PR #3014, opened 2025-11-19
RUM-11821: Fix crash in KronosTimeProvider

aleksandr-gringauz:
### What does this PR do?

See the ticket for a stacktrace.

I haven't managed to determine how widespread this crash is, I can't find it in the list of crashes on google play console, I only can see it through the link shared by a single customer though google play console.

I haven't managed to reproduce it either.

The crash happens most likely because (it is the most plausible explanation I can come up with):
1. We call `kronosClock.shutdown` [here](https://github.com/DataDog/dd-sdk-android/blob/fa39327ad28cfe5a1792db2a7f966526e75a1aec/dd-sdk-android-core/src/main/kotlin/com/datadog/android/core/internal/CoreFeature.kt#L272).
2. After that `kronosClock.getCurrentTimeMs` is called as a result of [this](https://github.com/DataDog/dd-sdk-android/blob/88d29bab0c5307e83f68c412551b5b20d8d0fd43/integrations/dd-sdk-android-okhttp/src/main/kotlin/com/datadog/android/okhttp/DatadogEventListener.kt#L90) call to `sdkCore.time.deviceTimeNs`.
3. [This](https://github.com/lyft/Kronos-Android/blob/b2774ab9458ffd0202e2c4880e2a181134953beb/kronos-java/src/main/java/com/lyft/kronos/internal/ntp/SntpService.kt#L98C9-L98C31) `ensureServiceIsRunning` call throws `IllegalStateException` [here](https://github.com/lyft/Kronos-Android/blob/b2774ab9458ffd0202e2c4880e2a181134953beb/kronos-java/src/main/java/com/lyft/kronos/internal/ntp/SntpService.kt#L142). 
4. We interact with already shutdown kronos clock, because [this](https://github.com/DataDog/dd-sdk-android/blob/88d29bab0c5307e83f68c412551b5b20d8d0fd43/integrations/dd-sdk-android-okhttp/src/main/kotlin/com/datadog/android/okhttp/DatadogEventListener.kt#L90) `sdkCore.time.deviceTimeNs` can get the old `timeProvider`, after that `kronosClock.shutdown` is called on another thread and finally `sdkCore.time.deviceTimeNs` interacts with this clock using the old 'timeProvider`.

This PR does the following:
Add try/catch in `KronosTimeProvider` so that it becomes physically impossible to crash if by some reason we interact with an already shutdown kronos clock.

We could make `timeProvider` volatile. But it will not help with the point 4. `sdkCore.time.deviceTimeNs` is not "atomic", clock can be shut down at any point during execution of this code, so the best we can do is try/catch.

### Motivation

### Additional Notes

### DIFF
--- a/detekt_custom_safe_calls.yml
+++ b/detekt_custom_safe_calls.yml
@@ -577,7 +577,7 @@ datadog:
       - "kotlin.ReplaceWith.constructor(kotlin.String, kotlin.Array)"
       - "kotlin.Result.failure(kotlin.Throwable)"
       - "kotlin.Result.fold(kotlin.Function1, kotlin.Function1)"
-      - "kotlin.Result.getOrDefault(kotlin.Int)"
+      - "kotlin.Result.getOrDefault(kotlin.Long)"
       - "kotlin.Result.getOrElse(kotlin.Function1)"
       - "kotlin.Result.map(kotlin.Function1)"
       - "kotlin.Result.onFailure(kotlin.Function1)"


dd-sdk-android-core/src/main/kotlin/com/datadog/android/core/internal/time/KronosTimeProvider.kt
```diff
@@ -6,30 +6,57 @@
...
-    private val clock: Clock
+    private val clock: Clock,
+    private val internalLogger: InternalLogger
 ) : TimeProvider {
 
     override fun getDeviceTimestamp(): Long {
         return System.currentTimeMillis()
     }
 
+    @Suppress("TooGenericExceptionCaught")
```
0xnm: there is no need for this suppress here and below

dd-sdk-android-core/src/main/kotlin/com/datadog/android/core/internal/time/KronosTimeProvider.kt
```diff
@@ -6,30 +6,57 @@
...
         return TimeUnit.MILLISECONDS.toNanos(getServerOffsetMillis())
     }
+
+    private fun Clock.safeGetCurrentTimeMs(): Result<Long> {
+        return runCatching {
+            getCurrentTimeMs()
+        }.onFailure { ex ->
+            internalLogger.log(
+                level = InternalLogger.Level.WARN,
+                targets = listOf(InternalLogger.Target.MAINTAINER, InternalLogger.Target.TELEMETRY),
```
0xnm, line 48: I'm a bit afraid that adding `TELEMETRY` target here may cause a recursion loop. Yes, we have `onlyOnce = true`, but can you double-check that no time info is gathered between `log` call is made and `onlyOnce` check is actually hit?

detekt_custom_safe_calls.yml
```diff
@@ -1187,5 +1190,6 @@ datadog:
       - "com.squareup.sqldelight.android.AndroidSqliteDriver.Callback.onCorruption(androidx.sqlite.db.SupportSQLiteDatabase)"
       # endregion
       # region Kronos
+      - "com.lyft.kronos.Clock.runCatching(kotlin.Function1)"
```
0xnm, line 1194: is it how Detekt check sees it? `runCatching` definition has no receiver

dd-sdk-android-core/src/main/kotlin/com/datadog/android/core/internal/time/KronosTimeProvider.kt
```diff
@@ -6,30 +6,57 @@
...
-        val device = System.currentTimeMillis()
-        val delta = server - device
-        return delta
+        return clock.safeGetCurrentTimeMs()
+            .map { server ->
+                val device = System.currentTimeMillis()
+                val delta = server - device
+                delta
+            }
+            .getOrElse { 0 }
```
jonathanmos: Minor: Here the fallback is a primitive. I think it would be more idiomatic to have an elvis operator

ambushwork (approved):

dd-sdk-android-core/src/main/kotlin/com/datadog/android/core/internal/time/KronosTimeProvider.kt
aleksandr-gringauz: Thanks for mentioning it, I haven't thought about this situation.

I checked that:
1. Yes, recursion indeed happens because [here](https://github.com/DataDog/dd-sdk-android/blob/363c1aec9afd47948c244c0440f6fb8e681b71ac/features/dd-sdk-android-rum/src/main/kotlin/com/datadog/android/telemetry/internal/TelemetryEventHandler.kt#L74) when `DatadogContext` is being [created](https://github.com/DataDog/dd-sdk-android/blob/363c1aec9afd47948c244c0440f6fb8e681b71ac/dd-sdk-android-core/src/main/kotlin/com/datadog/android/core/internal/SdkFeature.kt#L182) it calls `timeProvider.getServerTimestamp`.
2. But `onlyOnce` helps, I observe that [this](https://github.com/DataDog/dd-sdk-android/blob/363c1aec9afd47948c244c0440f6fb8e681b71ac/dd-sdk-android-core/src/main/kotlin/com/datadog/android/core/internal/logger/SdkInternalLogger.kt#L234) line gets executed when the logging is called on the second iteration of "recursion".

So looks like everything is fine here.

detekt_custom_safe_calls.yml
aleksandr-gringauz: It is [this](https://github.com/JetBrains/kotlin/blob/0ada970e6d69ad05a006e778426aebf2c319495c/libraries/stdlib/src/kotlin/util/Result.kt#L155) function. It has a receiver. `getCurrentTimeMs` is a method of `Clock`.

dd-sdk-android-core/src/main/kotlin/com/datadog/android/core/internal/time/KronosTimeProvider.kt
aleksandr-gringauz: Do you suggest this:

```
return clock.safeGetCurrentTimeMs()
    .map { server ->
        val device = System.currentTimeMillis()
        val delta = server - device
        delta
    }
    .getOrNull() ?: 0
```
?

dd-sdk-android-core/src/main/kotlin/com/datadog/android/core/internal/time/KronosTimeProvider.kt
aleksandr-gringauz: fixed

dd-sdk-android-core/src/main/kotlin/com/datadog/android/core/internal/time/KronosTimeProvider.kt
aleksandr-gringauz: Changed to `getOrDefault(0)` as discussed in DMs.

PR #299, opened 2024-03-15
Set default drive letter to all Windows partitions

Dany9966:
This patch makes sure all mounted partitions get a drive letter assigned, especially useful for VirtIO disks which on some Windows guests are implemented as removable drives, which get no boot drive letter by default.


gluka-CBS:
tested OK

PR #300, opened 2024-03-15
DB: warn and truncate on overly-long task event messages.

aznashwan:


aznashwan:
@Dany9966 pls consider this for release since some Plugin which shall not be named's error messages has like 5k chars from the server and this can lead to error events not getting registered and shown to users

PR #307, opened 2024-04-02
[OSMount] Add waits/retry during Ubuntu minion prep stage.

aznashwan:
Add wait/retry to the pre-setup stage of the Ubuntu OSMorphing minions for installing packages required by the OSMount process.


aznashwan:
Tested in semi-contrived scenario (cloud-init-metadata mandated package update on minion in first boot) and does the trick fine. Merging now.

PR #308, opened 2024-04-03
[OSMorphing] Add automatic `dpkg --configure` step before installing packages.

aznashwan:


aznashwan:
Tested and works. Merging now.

--

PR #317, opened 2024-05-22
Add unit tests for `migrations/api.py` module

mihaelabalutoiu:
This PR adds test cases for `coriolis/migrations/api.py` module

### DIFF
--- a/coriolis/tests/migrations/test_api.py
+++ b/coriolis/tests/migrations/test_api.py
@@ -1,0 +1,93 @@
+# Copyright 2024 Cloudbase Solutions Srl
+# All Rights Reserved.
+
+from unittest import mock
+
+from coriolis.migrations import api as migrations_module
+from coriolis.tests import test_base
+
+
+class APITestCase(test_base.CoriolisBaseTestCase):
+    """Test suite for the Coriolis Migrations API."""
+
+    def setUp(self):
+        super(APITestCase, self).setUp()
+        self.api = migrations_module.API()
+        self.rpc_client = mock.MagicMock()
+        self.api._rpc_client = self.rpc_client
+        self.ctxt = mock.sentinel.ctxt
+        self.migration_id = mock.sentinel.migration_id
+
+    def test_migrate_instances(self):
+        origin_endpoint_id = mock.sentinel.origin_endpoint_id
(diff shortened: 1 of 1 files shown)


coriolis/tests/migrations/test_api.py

▶ _THE TASK_
With the line that has "The crash happens" as the first and the line that has "2. After that" as the last, repeat exactly that run of lines above and no more.

▶ _SOLUTION TO THIS PROBLEM_
The crash happens most likely because (it is the most plausible explanation I can come up with):
1. We call `kronosClock.shutdown` [here](https://github.com/DataDog/dd-sdk-android/blob/fa39327ad28cfe5a1792db2a7f966526e75a1aec/dd-sdk-android-core/src/main/kotlin/com/datadog/android/core/internal/CoreFeature.kt#L272).
2. After that `kronosClock.getCurrentTimeMs` is called as a result of [this](https://github.com/DataDog/dd-sdk-android/blob/88d29bab0c5307e83f68c412551b5b20d8d0fd43/integrations/dd-sdk-android-okhttp/src/main/kotlin/com/datadog/android/okhttp/DatadogEventListener.kt#L90) call to `sdkCore.time.deviceTimeNs`.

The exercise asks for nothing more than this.